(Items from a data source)
___

PR #453, opened 2018-02-10
Update logging messages to use gettext

FabioRosado:
# Description

This is another part of #422 most logging messages will now be translated - some were causing texts to fail (mostly in `opsdroid.loader`) so i had to leave them untouched.

I've replaced the logging formating from: `logging.info(msg, arg)` to `logging.info(msg % arg)` I'm not sure if this is the best approach. It's possible to just translate the text from the logging by using the format: `logging.info(_(msg), arg)` let me know if this is preferred than the one I've used in this PR and i'll replace them again.

## Status

## Type of change

# How Has This Been Tested?

- Tox
- Pycharm tests
- Ran opsdroid

# Checklist:

### DIFF
--- a/opsdroid/__main__.py
+++ b/opsdroid/__main__.py
@@ -68,7 +68,7 @@ def configure_logging(config):
         file_handler.setFormatter(formatter)
         rootlogger.addHandler(file_handler)
     _LOGGER.info("="*40)
-    _LOGGER.info("Started application")
+    _LOGGER.info(_("Started application"))
 
 
 def get_logging_level(logging_level):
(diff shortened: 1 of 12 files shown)


anxodio:
Hi Fabio!

There is a problem with `logging.info(msg % arg)`, I will try to explain it. For example, in this code example:
```python
_LOGGER.debug(_("Adding database: %s" % name))
```
Let's say that `name=opsdroid`. So Python will format the string to `Adding database: opsdroid`, and then that text will be passed to `gettext` to be translated. That's a problem, because we need to translate the text with the `%s`, not with the final text.

So I think the solution is something like:
```python
_LOGGER.debug(_("Adding database: %s"), name))
```
There, Python will first call gettext with `Adding database: %s` that will be translated (for example to catalan `Afegint base de dades: %s`). Then, the string will be formatted and name will replace `%s`.

jacobtomlinson:
Thanks @anxodio that's a good point. It doesn't usually cause problems as we use `.format()` and they string is formatted after translation. But with logging you must use `%` or comma separated variables. 

@FabioRosado are you ok to update this?

FabioRosado:
Awesome thanks for the great explanation @anxodio ! I was unsure if this was the right approach that's why I asked. I'll revert the changes to follow the `_LOGGER.debug(_("Adding database: %s"), name))` style 👍

Issue #442, opened 2018-02-07
Add message.react(emoji)


jacobtomlinson:
# Description
In opsdroid/connector-slack#9 there is a request to be able to [react to messages via Slack](https://get.slack.help/hc/en-us/articles/206870317-Emoji-reactions).

Rather than implement a Slack specific feature in the connector it would be good to create a generic method on the `Message` class which can be extended by connectors to react to messages. This would allow other connectors which support reactions to implement the method too.

As reactions are mainly a slack specific feature this is a "nice to have" and shouldn't raise `NotImplementedError`s. It should return `False` and log when the method hasn't been implemented in the connector and silently fail, perhaps even be a debug level log message. It should also be noted in the documentation that it is encouraged to respond to a message if a reaction fails.

PR #459, opened 2018-02-18
add message reactions

anxodio:
# Description

This PR add reaction capabilities to opsdroid, adding a new `react` method in `Message` and `Connector`.

By default it just log a debug message and return False, but can be implemented by connectors that have react capabilities (like Slack or Github).

**Fixes** #442

## Status
**READY**

## Type of change

(By now it will be documented in the Slack connector, because it will be the only one that implements it)

# How Has This Been Tested?

I tested and checked that the new `react` methods returns False as expected.

# Checklist:

### DIFF
--- a/docs/extending/connectors.md
+++ b/docs/extending/connectors.md
@@ -19,6 +19,8 @@ Connectors are a class which extends the base opsdroid Connector. The class has 
 #### respond
 *respond* will take a Message object and return the contents to the chat service.
 
+#### react
+*react* will take a Message object and an emoji name and add this emoji as a Message reaction (if the chat service supports this feature).
 
 #### disconnect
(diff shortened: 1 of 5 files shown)


jacobtomlinson:
This looks great!

You're missing a test for the case there `thinking-delay` is set in the config. As there is no else statement you could always just add it to the config on the connector in `test_react()`.

anxodio:
Sorry, but i'm not sure of where to put this in the documentation. As I writed:
> (By now it will be documented in the Slack connector, because it will be the only one that implements it)

And the documentation is in the other PR: https://github.com/opsdroid/connector-slack/pull/10 

So, if we have to add it here, where you would add it?

FabioRosado:
Since this is a new method of the connector class I think the right place for it would be in the [connector documentation](http://opsdroid.readthedocs.io/en/stable/extending/connectors/)

Hope this helps 👍

jacobtomlinson:
Awesome many thanks!

Issue #457, opened 2018-02-14
Upgrading aiohttp beyond v3 breaks tests


jacobtomlinson:
# Description
As demonstrated in #456 upgrading aiohttp to v3 or above causes a bunch of tests to fail. 

This is likely an issue with the tests but it should be investigated to ensure there are no fundamental issues with opsdroid.

The tests need to be fixed and the version updated in a manual replacement for #456.

redfruitt:
I'll take this up

PR #462, opened 2018-02-19
Fix aiohttp tests

redfruitt:
# Description

The PR fixes the tests which were breaking post the aiohttp update from 2.3.10 to 3.0.1.

Majority tests breaking were the parsers which were using aiohttp v2's create_future helper method
to create an asyncio future and call the set_result method within the future to replace it with mock results.

The create_function helper method is no longer available within the aiohttp v3, the simplest solution seemed to create a mock future right within the test, as thats what was effectively happening with the use if create_future helper method? Please correct me if I got this wrong, I've never worked with asyncio before.

Below is how the the create_future worked in v2. 

```python
if PY_352:
    def create_future(loop):
        return loop.create_future()
else:
    def create_future(loop):  # pragma: no cover
        """Compatibility wrapper for the loop.create_future() call introduced in
        3.5.2."""
        return asyncio.Future(loop=loop)
```

I think we were passing self.loops below to get around the compatibility wrapper within the helpers module.

```python
with amock.patch('aiohttp.ClientSession.get') as patched_request:
    patched_request.return_value = helpers.create_future(self.loop)        
    patched_request.return_value.set_result(result)
    await witai.call_witai(message, config)
    self.assertTrue(patched_request.called)
```

If we replace the above with below, we don't have to worry about py3.5 compatibility issues.

```python
with amock.patch('aiohttp.ClientSession.get') as patched_request:
     patched_request.return_value = asyncio.Future()
     patched_request.return_value.set_result(result)
     await witai.call_witai(message, config)
     self.assertTrue(patched_request.called)
```

 
**Fixes** #457 

## Status
**READY** 

## Type of change

# How Has This Been Tested?

# Checklist:


jacobtomlinson:
This is awesome thanks!

It doesn't look like you've actually increased the version of `aiohttp` in this PR though? Can you do it so we can check the tests pass properly.

Also you're included `tox-generated.ini` which I think shouldn't be there.

Issue #444, opened 2018-02-08
Add no-deps


jacobtomlinson:
# Description
To speed up skill development it could be good to skip skill dependancy installation as it will likely be installed already.

Similar to `no-cache` we should add `no-deps` which defaults to `False` in the skill config.

```yaml
skills:
  - name: myawesomeskill
    no-cache: true
    no-deps: true
```

FabioRosado:
I've been checking the issues that we have open at the moment and came across this one again.

The idea of 'no-deps' would be to just  prevent opsdroid from running the method `_install_module_dependencies` right?

jacobtomlinson:
Yeah.

PR #466, opened 2018-02-21
Add no-dep flag

FabioRosado:
# Description

This adds the `no-dep` flag to opsdroid so the installation of dependencies of a specific module can be skipped. I've added the if statement on the `_install_module_dependencies()` method, but I'm not sure how to test it.

I had this version before:

```python
    def _install_module_dependencies(self, config):
        if not config.get('no-dep', False):
            if os.path.isfile(os.path.join(
                    config["install_path"], "requirements.txt")):
                self.pip_install_deps(os.path.join(config["install_path"],
                                                   "requirements.txt"))
```

And tested to see if `_install_module_dependencies` returned None when the flag `no-dep` is set to true. My tests with a mock function worked, but not with opsdroid, so I changed the implementation to just log that the installation of dependencies will be skipped.

What do you think it's the best version? 
How should I test this bit better than what I have done?

**Fixes** #444

## Status

## Type of change

# How Has This Been Tested?

- Tox (green)
- Ran tests on pycharm(green)

# Checklist:

### DIFF
--- a/docs/configuration-reference.md
+++ b/docs/configuration-reference.md
@@ -15,6 +15,7 @@
    - [Git Repository](#git-repository)
    - [Local Directory](#local-directory)
    - [Disable Caching](#disable-caching)
+   - [Disable dependency install](#disable-dependency-install)
 - [Environment Variables](#environment-variables)
 - [Include Additional Yaml Files](#include-additional-yaml-files)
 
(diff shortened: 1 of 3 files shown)


jacobtomlinson:
This looks great. 

Maybe we should update the `_install_module_dependencies` method to return some values. Then we can test that the correct values come back.

I'm thinking
- `True` if the deps installed successfully
- `False` if they failed to install
- `None` if skipped

FabioRosado:
That sounds like a great idea. Tomorrow I should have some time to work again on this

jacobtomlinson:
I would mock the subprocess to throw the `OSError`.

FabioRosado:
I've added return values to the `_install_module_dependencies` method, the reason why I didn't return False when the installation fails is because `pip_install_deps` will raise the OSError, so I thought there was no point in adding a try/except here. Please let me know if you would rather have the try/except and the return False value there

jacobtomlinson:
Yeah you're right, raising an error is better.

jacobtomlinson:
I would be tempter to also return `None` if there is no `requirements.txt`.

jacobtomlinson:
Good work. Not sure why the coverage didn't update. Just restarted the build to try and force it.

___

• WHAT TO WORK ON: If a line in the entries includes the word "because", copy that line out.

• EXERCISE RESPONSE:
Let's say that `name=opsdroid`. So Python will format the string to `Adding database: opsdroid`, and then that text will be passed to `gettext` to be translated. That's a problem, because we need to translate the text with the `%s`, not with the final text.
(By now it will be documented in the Slack connector, because it will be the only one that implements it)
> (By now it will be documented in the Slack connector, because it will be the only one that implements it)
I've added return values to the `_install_module_dependencies` method, the reason why I didn't return False when the installation fails is because `pip_install_deps` will raise the OSError, so I thought there was no point in adding a try/except here. Please let me know if you would rather have the try/except and the return False value there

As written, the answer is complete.